Let $\rho$ be the density of the variable $x$. The change in log of the density along the flow is can be be computedusing the chain rule to give,
$$\frac{d}{dt}{\log \rho(t,x(t))} = \frac{\partial_t \rho(t,x(t)) + u(t,x(t))\cdot \nabla_x \rho(t,x(t)) } \rho \tag{3}$$
assuming $\rho>0$, which is necessarily the case if $u(t,x)$ is smooth due to the following change-of-variable formula:
If $f:\mathbb{R}^d \rightarrow \mathbb{R}^d$ is an invertible $C^1$ map with a $C^1$ inverse. Then for a probability density functions $p_X$ and $p_Z$:
$$p_X(x) = p_Z\!\big(f^{-1}(x)\big)\,\left|\det\!\left(\frac{\partial f^{-1}(x)}{\partial x}\right)\right|. \tag{CoV}$$
Recall the [continuity equation](https://hackmd.io/6dbdw7gFR8OeOzkBjhL56g) satisfied by the density $\rho$.
$$\partial_t \rho = -\nabla \cdot (u(t,x) \rho )$$
Then using the fact and applying the it to $(3)$ we get,
$$\frac{d}{dt}{\log \rho(t,x(t))} = -\nabla_{\rm} \cdot u(t,x).$$
Therefore, we can compute
$$\log \rho(T,x(T)) = \log \rho(0,x(0)) + \int_{0}^T \nabla_{\rm} \cdot u(t,x(t))dt.$$
Replacing, $u(t,x)$ with an approximating function class $u_{\theta}(t,x)$, let $x_i(t)$ be the solution of the ODE solved backward in time
$$
\dot{x}_i(t) = u_\theta(t,x_i(t)), \qquad x_i(T)=x_i.
$$
Then the CNF change-of-variables formula gives
$$\log \rho_\theta(T,x_i)
=\log \rho_0\big(x_i(0)\big)-\int_{0}^{T} \nabla\cdot u_\theta\big(t,x_i(t)\big)\,dt.$$
Therefore the sample-based maximum-likelihood objective can be written as
$$
\max_{\theta}\;\frac{1}{N}\sum_{i=1}^N
\left[
\log \rho_0\big(x_i(0)\big)
-\int_{0}^{T} \nabla\cdot u_\theta\big(t,x_i(t)\big)\,dt
\right].
$$
To summarize, the algorithm is as follows:
$$
\boxed{
\begin{aligned}
&\textbf{Algorithm (CNF training)}\\[4pt]

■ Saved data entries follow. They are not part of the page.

PR #1150, opened 2025-02-14
Rhfogh develop

rhfogh:
Improved acquisition strategies

Support for two-transmission strategies (final low-transmission sweep)
Adapt strategies to optimise DELPHI blocks and multiprocessor XDS processing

&1.\ \text{Initialize parameters } \theta.\\
&2.\ \text{Repeat until convergence:}\\
&3.\ \text{For each data point } x_i \sim \rho_T,\ \text{solve backward}\\
&\qquad \dot{x}_i(t)=u_\theta(t,x_i(t)),\quad x_i(T)=x_i,\\
&\qquad s_i=\int_0^T \nabla\cdot u_\theta\big(t,x_i(t)\big)\,dt.\\
&4.\ \text{Compute the loss}\\
&\qquad \mathcal{L}(\theta)= -\frac{1}{N}\sum_{i=1}^N\Big(\log \rho_0(x_i(0)) - s_i\Big).\\
&5.\ \text{Update parameters}\\
&\qquad \theta \leftarrow \theta - \eta\,\nabla_\theta \mathcal{L}(\theta).
\end{aligned}
}
$$
In high dimensions, $\nabla \cdot u_{\theta}$ can be intractable to compute. Therefore, one often uses the [Hutchinson's trace estimator](https://docs.backpack.pt/en/master/use_cases/example_trace_estimation.html).
# Controlled Normalizing Flow
Our goal now is to generalize this construction to control systems
$$ \dot{x} = f(x,u^\theta):=f_0(x) + \sum_{i=1}^m u^{\theta}_i(t,x) f_i(x).$$
It is easy to see that this generalization doesn't affect the algorithm much and can be adapted in a straightforward way.
$$
\boxed{
\begin{aligned}
&\textbf{Algorithm (Control CNF training)}\\[4pt]
&1.\ \text{Initialize parameters } \theta.\\
&2.\ \text{Repeat following until convergence}\\
&3.\ \text{For each data point } x_i \sim \rho_T,\ \text{solve backward}\\
&\qquad \dot{x}_i(t)=f\big(x_i(t),u^\theta(t,x_i(t))\big),\quad x_i(T)=x_i,\\
&\qquad s_i=\int_0^T \nabla\cdot f\big(x_i(t),u^\theta(t,x_i(t))\big)\,dt.\\
&4.\ \text{Compute the loss}\\
&\qquad \mathcal{L}(\theta)= -\frac{1}{N}\sum_{i=1}^N\Big(\log \rho_0(x_i(0)) - s_i\Big).\\
&5.\ \text{Update parameters}\\
&\qquad \theta \leftarrow \theta - \eta\,\nabla_\theta \mathcal{L}(\theta).
\end{aligned}
}
$$
The above algorithm assumes that one has $\rho_0$ is close form so that $\rho_0(x_i(0))$ can be computed.